Work instruction >> Looking only at the lines below that contain "batches", give the number of them and no other text.

[Stored data entries]
BEGIN
PR #1380, opened 2023-06-03
Re-parallelize the checking of resources in LookupResources

josephschorr:
This was removed during the cursoring+limits work due to the complexity involved, but is brought back via the use of a specialized stream implementation that queues all results to be processed and then published, maintaining the proper publishing order while running the checks in parallel where applicable

Basic benchmark when checks are necessary for the results:

```
v1.21.0:
BenchmarkServices/lookup_with_intersection/postgres/v1-10      	      10	  29911154 ns/op	10162012 B/op	  101606 allocs/op

v1.22.0-rc4:
BenchmarkServices/lookup_with_intersection/postgres/v1-10      	      10	6125200771 ns/op	241257368 B/op	 3540723 allocs/op

this PR:
BenchmarkServices/lookup_with_intersection/postgres/v1-10      	      10	  43249717 ns/op	20608956 B/op	  204650 allocs/op
```

### DIFF
--- a/internal/graph/checkingresourcestream.go
+++ b/internal/graph/checkingresourcestream.go
@@ -1,0 +1,532 @@
+package graph
+
+import (
+	"context"
+	"sort"
+	"sync"
+
+	"golang.org/x/exp/maps"
+
+	"github.com/authzed/spicedb/internal/dispatch"
+	"github.com/authzed/spicedb/internal/graph/computed"
+	"github.com/authzed/spicedb/pkg/datastore"
+	v1 "github.com/authzed/spicedb/pkg/proto/dispatch/v1"
+	"github.com/authzed/spicedb/pkg/spiceerrors"
+	"github.com/authzed/spicedb/pkg/util"
+)
+
+// possibleResource is a resource that was returned by reachable resources and, after processing,
+// may be returned by the lookup resources stream.
+type possibleResource struct {
+	// reachableResult is the result for this resource from the reachable resources stream.
+	reachableResult *v1.DispatchReachableResourcesResponse
+
+	// lookupResult is the result to be published by LookupResources, if the resource is actually
+	// permissioned. Will be nil before processing and nil after processing IF the resource needed
+	// to be checked and the check showed the resource was inaccessible.
+	lookupResult *v1.DispatchLookupResourcesResponse
+
+	// orderingIndex is the index of the resource result as returned by reachable resources. Used to
+	// maintain strict publishing order of results.
+	orderingIndex uint64
+}
+
+// resourceQueue is a queue for managing of possibleResources through the various states of the stream (queueing, processing and publishing).
+type resourceQueue struct {
+	ctx  context.Context
+	lock sync.Mutex
+
+	// toProcess are those resources (keyed by orderingIndex) that have not yet been processed (checked).
+	toProcess map[uint64]possibleResource
+
+	// toPublish are those resources (keyed by orderingIndex) that have been processed and
+	// are ready for publishing. Note that resources whose Check calls showed NO_PERMISSION
+	// will *also* be in this map, just with lookupResult set to nil. This is done to ensure
+	// strict ordering of publishing.
+	toPublish map[uint64]possibleResource
+
+	// beingProcessed are those resources (keyed by orderingIndex) that are currently being processed.
+	beingProcessed map[uint64]possibleResource
+}
+
+// addPossibleResource queues a resource for processing.
+func (rq *resourceQueue) addPossibleResource(pr possibleResource) {
+	rq.lock.Lock()
+	defer rq.lock.Unlock()
+
+	rq.toProcess[pr.orderingIndex] = pr
+}
+
+// updateToBePublished marks a resource as ready for publishing.
+func (rq *resourceQueue) updateToBePublished(pr possibleResource) {
+	rq.lock.Lock()
+	defer rq.lock.Unlock()
+
+	rq.toPublish[pr.orderingIndex] = pr
+	delete(rq.beingProcessed, pr.orderingIndex)
+}
+
+// markResourceCompleted marks that all work has been completed on the given resources.
+func (rq *resourceQueue) markResourceCompleted(pr possibleResource) {
+	rq.lock.Lock()
+	defer rq.lock.Unlock()
+
+	delete(rq.toPublish, pr.orderingIndex)
+}
+
+// selectResourcesToProcess marks all toProcess resources as being processing and returns those resources
+// for processing.
+//
+// If alwaysReturn is false, then resources will only be returned if they meet the chunk size, to ensure
+// checks occur in larger batches.
+func (rq *resourceQueue) selectResourcesToProcess(alwaysReturn bool) []possibleResource {
+	rq.lock.Lock()
+	defer rq.lock.Unlock()
+
+	toProcess := maps.Values(rq.toProcess)
+	if !alwaysReturn && len(toProcess) < int(datastore.FilterMaximumIDCount) {
+		return nil
+	}
+
+	for _, pr := range toProcess {
+		rq.beingProcessed[pr.orderingIndex] = pr
+	}
+
+	rq.toProcess = map[uint64]possibleResource{}
+	return toProcess
+}
+
+// resourcesToPossiblyPublish returns all resources in the toPublish state. This does *not* mark the resources
+// as published.
+func (rq *resourceQueue) resourcesToPossiblyPublish() []possibleResource {
+	rq.lock.Lock()
+	defer rq.lock.Unlock()
+
+	return maps.Values(rq.toPublish)
+}
+
+// checkingResourceStream is a Stream[*v1.DispatchLookupResourcesResponse] that consumes reachable resource
+// responses which are published to it, checks the resource (if necessary), and then publishes the resource
+// if reachable. This stream performs Checks for the possibly-inaccessible resources in a parallel fashion
+// but maintains the proper publishing order to the parent stream.
+//
+// Resources in the stream are processed as follows:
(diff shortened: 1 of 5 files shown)


internal/graph/checkingresourcestream.go
```diff
@@ -0,0 +1,537 @@
...
+	defer rq.lock.Unlock()
+
+	for _, pr := range prs {
+		rq.toPublish[pr.orderingIndex] = pr
+		delete(rq.beingProcessed, pr.orderingIndex)
+	}
+}
+
+// markResourceCompleted marks that all work has been completed on the given resources.
+func (rq *resourceQueue) markResourceCompleted(prs ...possibleResource) {
```
vroldanbet, line 74: I don't see any call to this method with more than 1 resource. I'm not sure if the compiler is clever enough to avoid the allocation, but if there is no use we should probably remove it anyway, and turn it into a variadic when the need arises.

internal/graph/checkingresourcestream.go
```diff
@@ -0,0 +1,537 @@
...
+	rq.lock.Lock()
+	defer rq.lock.Unlock()
+
+	for _, pr := range prs {
+		rq.toProcess[pr.orderingIndex] = pr
+	}
+}
+
+// updateToBePublished marks resources as ready for publishing.
+func (rq *resourceQueue) updateToBePublished(prs ...possibleResource) {
```
vroldanbet, line 63: same as the comment below 👇🏻 remove variadic signature since there is no use with more than 1 element

internal/graph/checkingresourcestream.go
```diff
@@ -0,0 +1,537 @@
...
+	// will *also* be in this map, just with lookupResult set to nil. This is done to ensure
+	// strict ordering of publishing.
+	toPublish map[uint64]possibleResource
+
+	// beingProcessed are those resources (keyed by orderingIndex) that are currently being processed.
+	beingProcessed map[uint64]possibleResource
+}
+
+// addPossibleResources queues resources for processing.
+func (rq *resourceQueue) addPossibleResources(prs ...possibleResource) {
```
vroldanbet, line 53: same as the comment below 👇🏻 remove variadic signature since there is no use with more than 1 element

internal/graph/checkingresourcestream.go
```diff
@@ -0,0 +1,537 @@
...
+	// sem is a chan of length `concurrencyLimit` used to ensure the task runner does
+	// not exceed the concurrencyLimit with spawned goroutines.
+	sem chan token
+
+	// rq is the resourceQueue for managing the state of all resources returned by the reachable resources call.
+	rq *resourceQueue
+
+	// availableForProcessing is a channel which indicates to the processing worker(s) that work is available
+	// for processing.
+	availableForProcessing chan struct{}
```
vroldanbet, line 155: maybe `reachableResourceAvailable`? Or maybe turn the one below 👇🏻 into `processingCompleted`. Suggesting because by reading the code I was confused by which phase was completed through the `select` loops

internal/graph/checkingresourcestream.go
```diff
@@ -0,0 +1,537 @@
...
+
+	for _, rai := range toCheck.Values() {
+		checkResult := results[rai.reachableResult.Resource.ResourceId]
+
+		var permissionship v1.ResolvedResource_Permissionship
+		var missingFields []string
+
+		switch {
+		case checkResult == nil || checkResult.Membership == v1.ResourceCheckResult_NOT_MEMBER:
+			permissionship = v1.ResolvedResource_UNKNOWN
```
vroldanbet, line 440: I'd suggest adding a comment to clarify that `UNKNOWN` is never to be expected, but we are using it here to maintain the order right before publishing

internal/graph/checkingresourcestream.go
```diff
@@ -0,0 +1,537 @@
...
+				Metadata:            metadata,
+				AfterResponseCursor: rai.reachableResult.AfterResponseCursor,
+			}
+		}
+
+		rai.lookupResult = lookupResult
+		crs.rq.updateToBePublished(rai)
+	}
+
+	crs.availableForPublishing <- true
```
vroldanbet, line 472: wouldn't we want to signal element is available for publishing as soon as it is published, or you think that'd be much signaling overhead, and have `publishResourcesIfPossible` invoked on batches rather than on every element that becomes ready?

internal/graph/checkingresourcestream.go
```diff
@@ -0,0 +1,537 @@
...
+	}
+
+	for _, rai := range toCheck.Values() {
+		checkResult := results[rai.reachableResult.Resource.ResourceId]
+
+		var permissionship v1.ResolvedResource_Permissionship
+		var missingFields []string
+
+		switch {
+		case checkResult == nil || checkResult.Membership == v1.ResourceCheckResult_NOT_MEMBER:
```
vroldanbet, line 439: this case is not being tested by the newly added test in `internal/dispatch/graph/lookupresources_test.go`

internal/graph/checkingresourcestream.go
```diff
@@ -0,0 +1,537 @@
...
+			permissionship = v1.ResolvedResource_UNKNOWN
+
+		case checkResult != nil && checkResult.Membership == v1.ResourceCheckResult_MEMBER:
+			permissionship = v1.ResolvedResource_HAS_PERMISSION
+
+		case checkResult != nil && checkResult.Membership == v1.ResourceCheckResult_CAVEATED_MEMBER:
+			permissionship = v1.ResolvedResource_CONDITIONALLY_HAS_PERMISSION
+			missingFields = checkResult.MissingExprFields
```
vroldanbet, line 447: this case is not being tested by the newly added test in `internal/dispatch/graph/lookupresources_test.go`

internal/graph/checkingresourcestream.go
```diff
@@ -0,0 +1,537 @@
...
+				}
+			}
+
+			crs.rq.markResourceCompleted(current)
+		}
+	}
+}
+
+// setError sets an error that occurred.
+func (crs *checkingResourceStream) setError(err error) {
```
vroldanbet, line 338: we may want to test as well that all winds down properly on error

internal/graph/computed/computecheck.go
```diff
@@ -89,30 +90,42 @@ func computeCheck(ctx context.Context,
...
+			ResultsSetting:   setting,
+			Subject:          params.Subject,
+			Metadata: &v1.ResolverMeta{
+				AtRevision:     params.AtRevision.String(),
+				DepthRemaining: params.MaximumDepth,
+			},
+			Debug: debugging,
+		})
+		for _, resourceID := range resourceIDsToCheck {
+			resultMetadatas[resourceID] = checkResult.Metadata
```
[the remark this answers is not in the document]
josephschorr: Same reason as above: metadata must always be returned, even if there is an error

internal/graph/computed/computecheck.go
```diff
@@ -89,30 +90,42 @@ func computeCheck(ctx context.Context,
...
-		return nil, checkResult.Metadata, err
-	}
-
+	// Ensure that the number of resources IDs given to each dispatch call is not in excess of the maximum.
 	results := make(map[string]*v1.ResourceCheckResult, len(resourceIDs))
-	for _, resourceID := range resourceIDs {
-		computed, err := computeCaveatedCheckResult(ctx, params, resourceID, checkResult)
+	resultMetadatas := make(map[string]*v1.ResponseMeta, len(resourceIDs))
+
+	// TODO(jschorr): Should we make this run in parallel via the preloadedTaskRunner?
```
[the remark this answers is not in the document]
josephschorr: Limit is bounded by the LR itself, which is no more than 1000 items per iteration

internal/graph/checkingresourcestream.go
```diff
@@ -0,0 +1,537 @@
...
+
+// possibleResource is a resource that was returned by reachable resources and, after processing,
+// may be returned by the lookup resources stream.
+type possibleResource struct {
+	// reachableResult is the result for this resource from the reachable resources stream.
+	reachableResult *v1.DispatchReachableResourcesResponse
+
+	// lookupResult is the result to be published by LookupResources, if the resource is actually
+	// permissioned. Will be nil before processing and nil after processing IF the resource needed
+	// to be checked and the check failed.
```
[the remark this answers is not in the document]
josephschorr: Sure, I'll clarify

internal/graph/checkingresourcestream.go
```diff
@@ -0,0 +1,537 @@
...
+
+			toPublish = toPublish[1:]
+			crs.orderingIndexToBePublished++
+
+			// NOTE: lookupResult will be `nil` if the Check for the resource found that the resource is
+			// not actually accessible. The entry is kept in `toPublish` to ensure proper ordering is maintained
+			// on the parent stream.
+			if current.lookupResult != nil {
+				ok, done := crs.limits.prepareForPublishing()
+				defer done()
```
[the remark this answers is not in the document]
josephschorr: > but it would have incremented orderingIndexToBePublished and not published the resource.

That's fine: once the limit is reached, no additional publishing should occur.

internal/graph/checkingresourcestream.go
josephschorr: I figured the batch would make things slightly more efficient

internal/graph/checkingresourcestream.go
josephschorr: Added

internal/graph/checkingresourcestream.go
josephschorr: Added

josephschorr:
Updated

vroldanbet (approved):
END
Answer space >> 2